▶ What to produce: Reproduce word for word every line of the entries below, from the line containing "--- a/flexget/plugins/input/sonarr_emit.py" through the final line, and nothing else.

►

PR #639, opened 2015-11-09
Sonnar & Sonnar_emit will return TVMaze ID if present

liiight:
Sonnar & Sonnar_emit will return TVMaze ID if present

### DIFF
--- a/flexget/plugins/input/sonarr_emit.py
+++ b/flexget/plugins/input/sonarr_emit.py
@@ -107,6 +107,7 @@ class SonarrEmit(object):
                                   series_id='S%02dE%02d' % (season, episode),
                                   tvdb_id=record['series'].get('tvdbId'),
                                   tvrage_id=record['series'].get('tvRageId'),
+                                  tvmaze_id=record['series'].get('tvMazeId'),
                                   title=record['series']['title'] + ' ' + 'S%02dE%02d' % (season, episode))
                     if entry.isvalid():
                         entries.append(entry)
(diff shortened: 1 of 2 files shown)


flexget/plugins/input/sonarr_emit.py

◄

▶ Completed exercise:
--- a/flexget/plugins/input/sonarr_emit.py
+++ b/flexget/plugins/input/sonarr_emit.py
@@ -107,6 +107,7 @@ class SonarrEmit(object):
                                   series_id='S%02dE%02d' % (season, episode),
                                   tvdb_id=record['series'].get('tvdbId'),
                                   tvrage_id=record['series'].get('tvRageId'),
+                                  tvmaze_id=record['series'].get('tvMazeId'),
                                   title=record['series']['title'] + ' ' + 'S%02dE%02d' % (season, episode))
                     if entry.isvalid():
                         entries.append(entry)
(diff shortened: 1 of 2 files shown)


flexget/plugins/input/sonarr_emit.py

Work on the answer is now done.